Van Bibber Nathan W, Haerle Cornelia, Khalife Roy, Dayhoff Guy W, Uversky Vladimir N
Department of Molecular Medicine Morsani College of Medicine, University of South Florida, 12901 Bruce B. Downs Boulevard, Tampa, Florida 33612, United States.
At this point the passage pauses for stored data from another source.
Issue #1584, opened 2026-06-18
Do not use a bundled plasma-wayland-protocol XML for window management


lbeltrame:
### Summary

The current one in the repository is 3 years old. And since it recently changed upstream (https://invent.kde.org/libraries/plasma-wayland-protocols/-/commit/bcb9d6ebcf7d43d2565295bec0f4e93d53ffc642) it can stop functioning (in fact, it did with the most recent Plasma  version). 

Fcitx5 should search for an installed version and use it as build dependency instead. Or at the very least, allow overriding the bundled version.

### Steps to Reproduce

Run fcitx5 against current plasma-wayland-protocols master. It will instantly quit the moment a window is changed.

### Expected Behavior

fctix5 should allow using a non-bundled plasma window management XML.

### Output of fcitx5-diagnose command

Not relevant to this issue.

Zamundaaa:
To clarify, it should not be used at all outside of plasmashell. We give no backwards compatibility guarantees for these private protocols.

CoelacanthusHex:
> To clarify, it should not be used at all outside of plasmashell. We give no backwards compatibility guarantees for these private protocols.

Unfornately, it may be the only way to implement this feature. There is 3 ways to be considered:
1. wlr-foreign-toplevel-management-unstable-v1, which is not implemented by KWin.
2. ext-foreign-toplevel-list-v1, which has no active state (There is a unmerged ext-foreign-toplevel-state to support this), and also not implemented by KWin.
3. kde-plasma-window-management, it's internal, but is the only possible way to do this.

I see https://invent.kde.org/plasma/kwin/-/work_items/311, hope we can have the standard way to do it soon. (Actually, I think this information may be better to be provided by compositor via zwp-input-method-v2 instead of the IME try to get this info via side way)

wengxt:
@Zamundaaa apparently fcitx's not the only one doing this: FYI

https://github.com/lxqt/lxqt-panel/blob/master/panel/backends/wayland/protocols/plasma-window-management.xml
https://github.com/dangvd/crystal-dock/blob/14e7d88589d8ab73f3d3984fe2ad0a2e96c07904/src/display/plasma_window_management.h#L202
https://github.com/Cairo-Dock/cairo-dock-core/blob/e8289c6eac32e4f411bf530fe09fa71e74c6ff06/src/implementations/proto/plasma-window-management.xml

Maybe you want to relax the version reset to a lower one around internet

lbeltrame:
[...]

PR #1634, opened 2026-08-07
Add cmake option to disable Plasma Wayland extensions

mojyack:
In Gentoo, starting from 5.1.20, the fcitx package introduced a dependency on plasma-wayland-protocols, which pulls in a lot of unwanted Qt dependencies.
While we could fix this on our side by turning USE_SYSTEM_PLASMA_WAYLAND_PROTOCOLS off, this extension is entirely unnecessary for non-Plasma users. Therefore, making it opt-out is a much cleaner solution.
This patch introduces a new CMake option, ENABLE_WAYLAND_PLASMA, for that purpose.

## Summary by CodeRabbit

* **New Features**
  * Added a build option to enable or disable Wayland Plasma integration.
  * Wayland Plasma support is enabled by default.

* **Improvements**
  * Plasma-specific monitoring and window-management components are included only when the feature is enabled.
  * Systems without Plasma support can now build with reduced integration requirements.


wengxt:
this is a pure xml protocol package which shouldn't pull in qt dependency, if it does, it's likely a packaging bug.

if don't want system use use the exisiting cmake option instead.

wengxt:
-DUSE_SYSTEM_PLASMA_WAYLAND_PROTOCOLS=Off

mojyack:
Thank you for replying.
Unfortunately plasma-wayland-protocols [actually pulls qt](https://github.com/KDE/plasma-wayland-protocols/blob/c421474708c26a409817c255e1c43939351444d8/CMakeLists.txt#L17).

Department of Chemistry, College of Art and Sciences, University of South Florida, Tampa, Florida 33620, United States.
J Phys Chem B. 2020 Sep 17;124(37):8050-8070. doi: 10.1021/acs.jpcb.0c07676. Epub 2020 Sep 3.
Segmental duplications (i.e., highly homologous DNA fragments greater than 1 kb in length that are present within a genome at more than one site) are typically found in genome regions that are prone to rearrangements. A noticeable fraction of the human genome (∼5%) includes segmental duplications (or duplicons) that are assumed to play a number of vital roles in human evolution, human-specific adaptation, and genomic instability. Despite their importance for crucial events such as synaptogenesis, neuronal migration, and neocortical expansion, these segmental duplications continue to be rather poorly characterized. Of particular interest are the core duplicon gene (CDG) families, which are replicates sharing common "core" DNA among the randomly attached pieces and which expand along single chromosomes and might harbor newly acquired protein domains. Another important feature of proteins encoded by CDG families is their multifunctionality. Although it seems that these proteins might possess many characteristic features of intrinsically disordered proteins, to the best of our knowledge, a systematic investigation of the intrinsic disorder predisposition of the proteins encoded by core duplicon gene families has not been conducted yet. To fill this gap and to determine the degree to which these proteins might be affected by intrinsic disorder, we analyzed a set of human proteins encoded by the members of 10 core duplicon gene families, such as , , , , , , , , , and . Our analysis revealed that the vast majority of these proteins are highly disordered, with their disordered regions often being utilized as means for the protein-protein interactions and/or targeted for numerous posttranslational modifications of different nature.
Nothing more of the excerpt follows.